Com este pensamento, os combatentes que empunham armas na selva amazônica organizaram um movimento para dirigir a resistência armada contra a ditadura e para conquistar um governo verdadeiramente popular, autenticamente democrático e livre da tutela dos monopólios internacionais, principalmente norte-americanos. Fundaram a União pela Liberdade e Direitos do Povo, cujo programa é a sua bandeira de luta. Permitimo-nos enviar-lhe o manifesto que lança este movimento para que V. S. se inteire plenamente de nossos objetivos ao enfrentarmos, com decisão e coragem, as forças repressivas do governo.
Estamos convencidos de que nossa causa é justa e certos de que a simpatia da esmagadora maioria da população está ao nosso lado. Não é ocasional, o fato de a ditadura baixar pesada cortina de silêncio, através de férrea censura à imprensa, ao rádio e à televisão, sobre os acontecimentos que ora se verificam no sul do Pará. É o temor de que o exemplo frutifique. Nada, porém, poderá deter a avalanche da revolta popular contra a tirania. A chama da rebelião para pôr abaixo a ditadura foi acesa no Araguaia e, como o decorrer do tempo, alastrar-se-á por todo o Brasil.
Sejam quais forem as vicissitudes que teremos de passar – a fome e o cansaço; os ferimentos, as doenças e a morte; a prisão e a tortura – não arriaremos nossa bandeira.
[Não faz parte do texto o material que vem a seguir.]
PR #301, opened 2018-02-16
Resource Library

ellenkorbes:
Package resource implements tools for the discovery and filtering of resources in an API server.

Tests to be implemented in a subsequent PR.


pkg/framework/resource/doc.go
```diff
@@ -0,0 +1,78 @@
...
+	→ deployments
+	→→ &{Resource:{Name:deployments SingularName: Namespaced:true Group:v1beta1 Version: Kind:Deployment Verbs:[create delete deletecollection get list patch update watch] ShortNames:[deploy] Categories:[all]} ApiGroupVersion:extensions/v1beta1 Schema:0xc420ed7400 SubResources:[]}
+	→→ &{Resource:{Name:deployments SingularName: Namespaced:true Group:v1beta1 Version: Kind:Deployment Verbs:[create delete deletecollection get list patch update watch] ShortNames:[deploy] Categories:[all]} ApiGroupVersion:apps/v1beta1 Schema:0xc4202e9400 SubResources:[]}
+	...
+
+Filtering can also be applied by implementing the Filter interface.
+
+The following (admittedly ludicrous) example adds a filter to the example above that excludes all resources that do not start with the letter "n":
+
+	type letterN struct {
```
apelisse: Yeah, there is no reason not to have this as a compiled example.

pkg/framework/resource/doc.go
```diff
@@ -0,0 +1,78 @@
...
+*/
+
+/*
+Package resource implements tools for the discovery and filtering of resources in an API server.
+
+The starting point should be the creation of a new Parser object, which can then use the Resources() method to discover resources in the API server.
+
+For example:
+
+	p := resource.NewParser(resources, discovery, apiGroup, apiVersion)
```
apelisse: Same, I think this could be compiled. We can't test the output, but we can make sure it compiles.

pkg/framework/resource/doc.go
```diff
@@ -0,0 +1,78 @@
...
+
+Filtering can also be applied by implementing the Filter interface.
+
+The following (admittedly ludicrous) example adds a filter to the example above that excludes all resources that do not start with the letter "n":
+
+	type letterN struct {
+	}
+
+	func (*letterN) Resource(r *resource.Resource) bool {
+		return string(r.Resource.Name[0]) == "n"
```
apelisse: It'd be weird to have an empty resource name, but that could technically crash ;-)

pkg/framework/resource/doc.go
```diff
@@ -0,0 +1,78 @@
...
+	...
+
+Filtering can also be applied by implementing the Filter interface.
+
+The following (admittedly ludicrous) example adds a filter to the example above that excludes all resources that do not start with the letter "n":
+
+	type letterN struct {
+	}
+
+	func (*letterN) Resource(r *resource.Resource) bool {
```
apelisse: Doesn't need to be pointer.

pkg/framework/resource/doc.go
```diff
@@ -0,0 +1,78 @@
...
+		return true
+	}
+
+	func example() {
+		p := resource.NewParser(resources, discovery, apiGroup, apiVersion)
+		r, err := p.Resources()
+		if err != nil {
+			panic(err)
+		}
+		r = r.Filter(&letterN{})
```
apelisse: Doesn't have to be address (if you remove the two pointers above)

pkg/framework/resource/doc.go
```diff
@@ -0,0 +1,78 @@
...
+
+	func (*letterN) Resource(r *resource.Resource) bool {
+		return string(r.Resource.Name[0]) == "n"
+	}
+
+	func (*letterN) SubResource(*resource.SubResource) bool {
+		return true
+	}
+
+	func example() {
```
apelisse: That's a very cool example ;-)

pkg/framework/resource/doc.go
```diff
@@ -0,0 +1,78 @@
...
+distributed under the License is distributed on an "AS IS" BASIS,
+WITHOUT WARRANTIES OR CONDITIONS OF ANY KIND, either express or implied.
+See the License for the specific language governing permissions and
+limitations under the License.
+*/
+
+/*
+Package resource implements tools for the discovery and filtering of resources in an API server.
+
+The starting point should be the creation of a new Parser object, which can then use the Resources() method to discover resources in the API server.
```
apelisse: It's true for all your comments throughout the pull-request: try to limit the number of characters to 70-ish per line.

pkg/framework/resource/filter.go
```diff
@@ -0,0 +1,92 @@
...
+package resource
+
+// Filter is an interface whose methods are used to arbitrarily filter resources and subresources in a Resources object. Filtering criteria can be anything at all, so long as the "accepted" resources return true, and the filtered out resources return false.
+type Filter interface {
+	Resource(*Resource) bool
+	SubResource(*SubResource) bool
+}
+
+// NewAndFilter that takes as argument a slice of filters, which then work as a logical AND. This filter will only return resources that pass through every filter in the argument slice. It returns a new Filter value.
+func NewAndFilter(filters ...Filter) Filter {
```
apelisse: Can you replace the content of this function (and apply the same logic for or) with:
```
return &andFilter{Filters: filters}
```

pkg/framework/resource/filter.go
```diff
@@ -0,0 +1,92 @@
...
+}
+
+// NewOrFilter that takes as argument a slice of filters, which then work as a logical OR. This filter will return resources that pass through any one or more filters in the argument slice. It returns a new Filter value.
+func NewOrFilter(filters ...Filter) Filter {
+	new := orFilter{}
+	new.Filters = append(new.Filters, filters...)
+	return &new
+}
+
+type emptyFilter struct {
```
apelisse: This is definied privately, but not used in this file. I don't know if it's used anywhere else in the package, but I still find this a little dubious

EDIT: It's used nowhere.

pkg/framework/resource/parse.go
```diff
@@ -0,0 +1,211 @@
...
+		return nil, err
+	}
+	resources, byGVR := p.indexResources(gvs)
+	err = p.attachSubResources(gvs, resources, byGVR)
+	return resources, err
+}
+
+// subResource returns a resource name, subresource name pair, and true if the resource is a subresource.
+// It returns a resource name, an empty string, and false if the resource is not a subresource.
+func (*parser) subResource(resource *v1.APIResource) (string, string, bool) {
```
apelisse: since the meaning of these return parameters can't be inferred by their type, you should maybe name them.

pkg/framework/resource/parse.go
```diff
@@ -0,0 +1,211 @@
...
+	parts := strings.Split(resource.Name, "/")
+	if len(parts) > 1 {
+		return parts[0], parts[1], true
+	}
+	return parts[0], "", false
+}
+
+// resource returns the resource name and true if it is a resource (not a subresource).
+// It returns the resource name and false it if it is a subresource.
+func (p *parser) resource(resource *v1.APIResource) (string, bool) {
```
apelisse: naming return parameters?

pkg/framework/resource/parse.go
```diff
@@ -0,0 +1,211 @@
...
+	if len(resource.Group) == 0 {
+		resource.Group = group
+	}
+	if len(resource.Version) == 0 {
+		resource.Group = version
+	}
+}
+
+// isGroupVersionMatch returns false if either group or version doesn't match with the API.
+func (p *parser) isGroupVersionMatch(group, version string) bool {
```
apelisse: I'm wondering why we need that? If we could get rid of that, that'd simplify the creation of the parser. @pwittrock

pkg/framework/resource/resource.go
```diff
@@ -0,0 +1,59 @@
...
+
+import (
+	"k8s.io/apimachinery/pkg/apis/meta/v1"
+	"k8s.io/apimachinery/pkg/runtime/schema"
+	openapi "k8s.io/kube-openapi/pkg/util/proto"
+)
+
+// Resource is an API Resource.
+type Resource struct {
+	Resource        v1.APIResource
```
apelisse: I think we'd rather make these private by default, and change them to public as needed.

pkg/framework/resource/resource.go
```diff
@@ -0,0 +1,59 @@
...
+	ApiGroupVersion schema.GroupVersion
+	Schema          openapi.Schema
+	SubResources    []*SubResource
+}
+
+// SubResource is an API subresource.
+type SubResource struct {
+	Resource        v1.APIResource
```
apelisse: public -> private?

pkg/framework/resource/parse.go
```diff
@@ -0,0 +1,211 @@
...
+func (p *parser) getOpenAPI(group, version, kind string) (proto.Schema, bool) {
+	schema := p.resources.LookupResource(schema.GroupVersionKind{group, version, kind})
+	if schema == nil {
+		return nil, false
+	}
+	return schema, true
+}
+
+// indexResources indexes into maps the resources from the API resource list. It returns a map indexed by resource name, and a map indexed by GroupVersionResource objects.
+func (p *parser) indexResources(gvs []*v1.APIResourceList) (map[string][]*Resource, map[schema.GroupVersionResource]*Resource) {
```
apelisse: Should the type be "Resources" here (first returned type)?

apelisse:
Yeah, you should run `gofmt` too.

pkg/framework/resource/parse.go
```diff
@@ -0,0 +1,211 @@
...
+	if len(p.apiGroup) > 0 && p.apiGroup != group {
+		return false
+	}
+	if len(p.apiVersion) > 0 && p.apiVersion != version {
+		return false
+	}
+	return true
+}
+
+// getOpenAPI retrieves a schema object from the API based on a GroupVersionResource triplet.
```
apelisse: I'm not sure why this returns the Schema and bool. It's safe and sufficient to check if Schema is nil.

pkg/framework/resource/filter.go
ellenkorbes: Should we delete it or make it public?

pkg/framework/resource/resource.go
ellenkorbes: You sure? If I were to do this it'd break my filter examples (they depend on r.Resource.Name).

I tried it anyway and the IDE gave me:

> Rename failed: /home/ellen/go/src/k8s.io/kubectl/pkg/framework/resource/resource.go:26:6: renaming this type "Resource" to "resource" would make it unexported /home/ellen/go/src/k8s.io/kubectl/pkg/framework/resource/poc/main.go:38:38: breaking references from packages such as "k8s.io/kubectl/pkg/framework/resource/poc" [...]

I did it by hand then and indeed it broke everything.

> undefined: "k8s.io/kubectl/pkg/framework/resource".Resource

There's probably a way to do the filtering differently, but do we really have to?

pkg/framework/resource/doc.go
ellenkorbes: Since the examples won't pass testing, isn't that possibly gonna create a problem for us later on?

pkg/framework/resource/resource.go
apelisse: Sorry if I was unclear. By "these", I meant "all these fields". If this one in particular is needed, let's keep it public, what about the others?

pkg/framework/resource/doc.go
apelisse: if you don't have the `// Output:` comment in your example, they won't run, they won't fail. They will be compiled to make sure that they are up-to-date though (which is still valuable to us).

apelisse:
This is great. Please fix the test so that we can merge it!

Thanks!

PR #310, opened 2018-02-21
update yaml import pkg

mengqiy:
make all the yaml pkgs we use consist.

### DIFF
--- a/pkg/kinflate/commands/inflate_test.go
+++ b/pkg/kinflate/commands/inflate_test.go
@@ -25,7 +25,7 @@ import (
 	"strings"
 	"testing"
 
-	"gopkg.in/yaml.v2"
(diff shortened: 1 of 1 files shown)


pkg/kinflate/commands/inflate_test.go
```diff
@@ -25,7 +25,7 @@ import (
 	"strings"
 	"testing"
 
-	"gopkg.in/yaml.v2"
+	"github.com/ghodss/yaml"
```
droot: ha ha :)

mengqiy:
> Do you know why this one is better than the other?

`github.com/ghodss/yaml` is the wrapper of `gopkg.in/yaml.v2` to better handle some problems.
This is the only place using `gopkg.in/yaml.v2`, we should make it consist with others.

PR #313, opened 2018-02-22
added configmap resource implementation

droot:
This is a very early idea of implementing resource for configmap objects just to get a handle on the shape of the solution.

### DIFF
--- a/pkg/kinflate/resource/configmap.go
+++ b/pkg/kinflate/resource/configmap.go
@@ -1,0 +1,67 @@
+/*
+Copyright 2018 The Kubernetes Authors.
+
+Licensed under the Apache License, Version 2.0 (the "License");
+you may not use this file except in compliance with the License.
+You may obtain a copy of the License at
+
+    http://www.apache.org/licenses/LICENSE-2.0
+
+Unless required by applicable law or agreed to in writing, software
+distributed under the License is distributed on an "AS IS" BASIS,
+WITHOUT WARRANTIES OR CONDITIONS OF ANY KIND, either express or implied.
+See the License for the specific language governing permissions and
+limitations under the License.
+*/
+
+package resource
+
+import (
+	corev1 "k8s.io/api/core/v1"
+	manifest "k8s.io/kubectl/pkg/apis/manifest/v1alpha1"
+	cutil "k8s.io/kubectl/pkg/kinflate/configmapandsecret/util"
+)
+
+// (Note): pass in loader which has rootPath context and knows how to load
+// files given a relative path.
+// NewFromConfigMap returns a Resource given a configmap metadata from manifest
+// file.
+func NewFromConfigMap(cm manifest.ConfigMap) (*Resource, error) {
+	corev1CM, err := makeConfigMap(cm)
+	if err != nil {
+		return nil, err
+	}
+
+	data, err := objectToUnstructured(corev1CM)
+	if err != nil {
+		return nil, err
+	}
+	return &Resource{Data: data}, nil
+}
+
+func makeConfigMap(cm manifest.ConfigMap) (*corev1.ConfigMap, error) {
+	corev1cm := &corev1.ConfigMap{}
+	corev1cm.APIVersion = "v1"
+	corev1cm.Kind = "ConfigMap"
+	corev1cm.Name = cm.Name
+	corev1cm.Data = map[string]string{}
+
+	// TODO: move the configmap helpers functions in this file/package
+	if cm.EnvSource != "" {
+		if err := cutil.HandleConfigMapFromEnvFileSource(corev1cm, cm.EnvSource); err != nil {
+			return nil, err
+		}
+	}
+	if cm.FileSources != nil {
+		if err := cutil.HandleConfigMapFromFileSources(corev1cm, cm.FileSources); err != nil {
+			return nil, err
+		}
+	}
+	if cm.LiteralSources != nil {
+		if err := cutil.HandleConfigMapFromLiteralSources(corev1cm, cm.LiteralSources); err != nil {
+			return nil, err
+		}
+	}
+
+	return corev1cm, nil
+}
--- a/pkg/kinflate/resource/resource.go
+++ b/pkg/kinflate/resource/resource.go
@@ -16,10 +16,41 @@ limitations under the License.
 
 package resource
 
-import "k8s.io/apimachinery/pkg/apis/meta/v1/unstructured"
+import (
+	"encoding/json"
 
-// Examples: deployment, service, configmap, secret, etc.
-type Resource interface {
-	Name() string
-	Data() unstructured.Unstructured
+	"k8s.io/apimachinery/pkg/api/meta"
+	"k8s.io/apimachinery/pkg/apis/meta/v1/unstructured"
+	"k8s.io/apimachinery/pkg/runtime"
+	"k8s.io/kubectl/pkg/kinflate/types"
+)
+
+// Resource represents a Kubernetes Resource Object for ex. Deployment, Server
+// ConfigMap etc.
+type Resource struct {
+	Data *unstructured.Unstructured
+}
+
+// GVKN returns Group/Version/Kind/Name for the resource.
+func (r *Resource) GVKN() types.GroupVersionKindName {
+	var emptyZVKN types.GroupVersionKindName
+	if r.Data == nil {
+		return emptyZVKN
+	}
+	accessor, err := meta.Accessor(r.Data)
+	if err != nil {
+		return emptyZVKN
+	}
+	gvk := r.Data.GetObjectKind().GroupVersionKind()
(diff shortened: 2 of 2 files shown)


pkg/kinflate/resource/configmap.go
```diff
@@ -0,0 +1,112 @@
...
+	cutil "k8s.io/kubectl/pkg/kinflate/configmapandsecret/util"
+	"k8s.io/kubectl/pkg/kinflate/hash"
+)
+
+// configMap implements Resource interface for ConfigMap type.
+type configMap struct {
+	cm manifest.ConfigMap
+	// add loader here
+
+	name string
```
apelisse: I know it's wip, but this is not needed :-)

pkg/kinflate/resource/configmap.go
```diff
@@ -0,0 +1,112 @@
...
+	data *unstructured.Unstructured
```
apelisse: Do we need the cache? isn't it early optimization?

pkg/kinflate/resource/configmap.go
```diff
@@ -0,0 +1,112 @@
...
+func makeConfigMap(cm manifest.ConfigMap) (*corev1.ConfigMap, error) {
+	corev1cm := &corev1.ConfigMap{
+		APIVersion: "v1",
+		Kind:       "ConfigMap",
+		Name:       cm.Name,
+		Data:       map[string]string{},
+	}
+
+	if cm.EnvSource != "" {
+		if err := cutil.HandleConfigMapFromEnvFileSource(corev1cm, cm.EnvSource); err != nil {
```
apelisse: do we want to move that cutil code closer in this resource package?

pkg/kinflate/resource/configmap.go
droot: Taking it out :)

pkg/kinflate/resource/configmap.go
droot: Yes, we do.

pkg/kinflate/resource/configmap.go
```diff
@@ -0,0 +1,80 @@
...
+	if err != nil {
+		return nil, err
+	}
+	data, err := objectToUnstructured(corev1CM)
+	if err != nil {
+		return nil, err
+	}
+	return &Resource{
+		Data:       data,
+		NameSuffix: h,
```
apelisse: Do we need this? Can't we have the name already include the suffix?

pkg/kinflate/resource/configmap.go
```diff
@@ -0,0 +1,80 @@
...
+	corev1cm.Data = map[string]string{}
+
+	// TODO: move the configmap helpers functions in this file/package
+	if cm.EnvSource != "" {
+		if err := cutil.HandleConfigMapFromEnvFileSource(corev1cm, cm.EnvSource); err != nil {
+			return nil, err
+		}
+	}
+	if cm.FileSources != nil {
+		if err := cutil.HandleConfigMapFromFileSources(corev1cm, cm.FileSources); err != nil {
```
apelisse: Note for later: we might want to pass `FileSources...` to `HandleConfigMapFromFileSources` (after changing its signature of course) and then we don't have to check for nil. (and same below)

pkg/kinflate/resource/resource.go
```diff
@@ -16,10 +16,57 @@ limitations under the License.
...
+
+// Resource represents a Kubernetes Resource Object for ex. Deployment, Server
+// ConfigMap etc.
+type Resource struct {
+	Data *unstructured.Unstructured
+
+	// This is primarily to unify the processing workflow for configmap with
+	// other resources. For configmap, we use hash of the payload as suffix for
+	// the name. This will be empty for other resources.
+	NameSuffix string
```
apelisse: That looks like a special case in a generic struct :-/

pkg/kinflate/resource/resource.go
```diff
@@ -16,10 +16,57 @@ limitations under the License.
...
+}
+
+func (r *Resource) Name() string {
```
apelisse: I don't think we need the name if we have the GVKN

pkg/kinflate/resource/configmap.go
droot: Discussed with @mengqiy , we need the old-name of the resources because we need to update references for old-name after transforming.

So may be we can call OldName which is applicable to all the resources anyways and update the name in the Data.

pkg/kinflate/resource/configmap.go
droot: Agreed. I was planning to do it while integrating with loader.

pkg/kinflate/resource/resource.go
droot: Agreed, look at my previous comment.

pkg/kinflate/resource/resource.go
droot: agreed. will kill it.

droot:
@apelisse updated the PR PTAL.

pkg/kinflate/resource/resource.go
```diff
@@ -16,10 +16,46 @@ limitations under the License.
...
+
+// Resource represents a Kubernetes Resource Object for ex. Deployment, Server
+// ConfigMap etc.
+type Resource struct {
+	Data *unstructured.Unstructured
+
+	// OrigName is the name of this resource at the time of of loading it from a
+	// source. Actual name may be differ because we add suffix for configmaps
+	// or name-prefix.
+	OrigName string
```
apelisse: I really don't want to block, but this still seem quite wrong. That is an un-pumped special case in a general structure.

Can we append the hash to the config map as a transformation? Then we give a chance for whoever created this resource to save the name. e.g.

```
r, _ := NewFromConfigMap(cm) // Create the resource from manifest.ConfigMap
oldName := r.GVKN().Name // Save its name
r := AppendHashName(r) // Append the hash
newName := r.GVKN().Name // New name
// s/oldName/newName/ where needed.
```

WDYT?

Liujingfang1: Considering the usage of this `OrigName` for different resources(resource, configmap, secret, patch),  it can be used to change the name from the oldName to newName. Currently only configmap and secret need to have newName, which is with hash suffix. If we don't have this OrigName, we can still append that suffix.

droot: @apelisse @Liujingfang1  I like the idea of handling suffix as a transformer. What that means is: we can combine all the name transformations like name-prefix/hash(only for configmap) in to one transformer. I am liking it even more now. @mengqiy do you see any problem with that ?

droot: Removed origName for now. We will try to handle it in the name transformation. If that doesn't work, then we will add it back.

pkg/kinflate/resource/resource.go
```diff
@@ -16,10 +16,41 @@ limitations under the License.
...
+	"k8s.io/apimachinery/pkg/api/meta"
+	"k8s.io/apimachinery/pkg/apis/meta/v1/unstructured"
+	"k8s.io/apimachinery/pkg/runtime"
+	"k8s.io/kubectl/pkg/kinflate/types"
+)
+
+// Resource represents a Kubernetes Resource Object for ex. Deployment, Server
+// ConfigMap etc.
+type Resource struct {
+	Data *unstructured.Unstructured
```
apelisse: Do we need a pointer?

pkg/kinflate/resource/configmap.go
```diff
@@ -0,0 +1,67 @@
...
+	}
+
+	data, err := objectToUnstructured(corev1CM)
+	if err != nil {
+		return nil, err
+	}
+	return &Resource{Data: data}, nil
+}
+
+func makeConfigMap(cm manifest.ConfigMap) (*corev1.ConfigMap, error) {
```
mengqiy: This func is copied from somewhere else in kinflate.
Purely copy or with any change?

pkg/kinflate/resource/resource.go
mengqiy: I believe we do. Unstructured is a struct instead of an interface.

pkg/kinflate/resource/configmap.go
droot: This is copied and has been changed now. The plan is to eventually get rid of the original code.

pkg/kinflate/resource/resource.go
apelisse: That doesn't necessarily means you should have a pointer though, does it? :-)
I'm curious if there's a rule for that ...

droot: One thing to note here is having it as struct doesn't help much because it has map[string]interface{} as a field inside where all the data resides and that is NOT copied when you pass the struct around. So technically you are NOT working on a copy.

PR #314, opened 2018-02-22
Add appresource implementation

Liujingfang1:


pkg/kinflate/resource/appresource.go
```diff
@@ -0,0 +1,76 @@
...
+package resource
+
+import (
+	"k8s.io/apimachinery/pkg/api/meta"
+	"k8s.io/apimachinery/pkg/apis/meta/v1/unstructured"
+	kutil "k8s.io/kubectl/pkg/kinflate/util"
+	"k8s.io/kubectl/pkg/kinflate/util/fs"
+)
+
+type appResource struct {
```
apelisse: Yeah, I think this will be covered by #313

pkg/kinflate/resource/appresource.go
```diff
@@ -0,0 +1,76 @@
...
+func (ap *appResource) Data() unstructured.Unstructured {
+	return *ap.data
+}
+
+type appResourceList struct {
+	path string
+	fsys fs.FileSystem
+}
+
+func NewAppResourceList(path string) *appResourceList {
```
apelisse: Yeah, eventually will take the loader and the path

pkg/kinflate/resource/appresource.go
```diff
@@ -0,0 +1,76 @@
...
+	return &appResourceList{path: path, fsys: fs.MakeRealFS()}
```
apelisse: Lazy-loading, ok

pkg/kinflate/resource/appresource.go
```diff
@@ -0,0 +1,76 @@
...
+}
+
+// We will use loader.load to replace filesystem.Stat and filesystem.ReadFile
+func (ap *appResourceList) Resources() ([]appResource, error) {
```
apelisse: Maybe we should just make this a function tbh

`NewResourcesFromAppResource(loader, path) ([]*Resources, error)`? (`Resources` being what Sunil has defined in #313).

pkg/kinflate/util/util.go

Ninguém poderá abafar as profundas e arraigadas aspirações de liberdade do povo brasileiro, do qual somos legítimos representantes. Onde há opressão sempre há de existir resistência e luta. As causas justas, mais dia menos dia, triunfam. Hoje, em nosso país combate-se e morre-se pela liberdade. Por tudo isso, não será em vão o sacrifício e o sangue derramado por milhares de jovens desprendidos e abnegados para conquistar a democracia e para instaurar um regime que ampare todos os brasileiros.
Queira aceitas as nossas mais respeitosas saudações.
De algum lugar das matas amazônicas, 20 de julho de 1972.
José Carlos, João Borges (Joca), Roberto Peti (Beto) e Luís.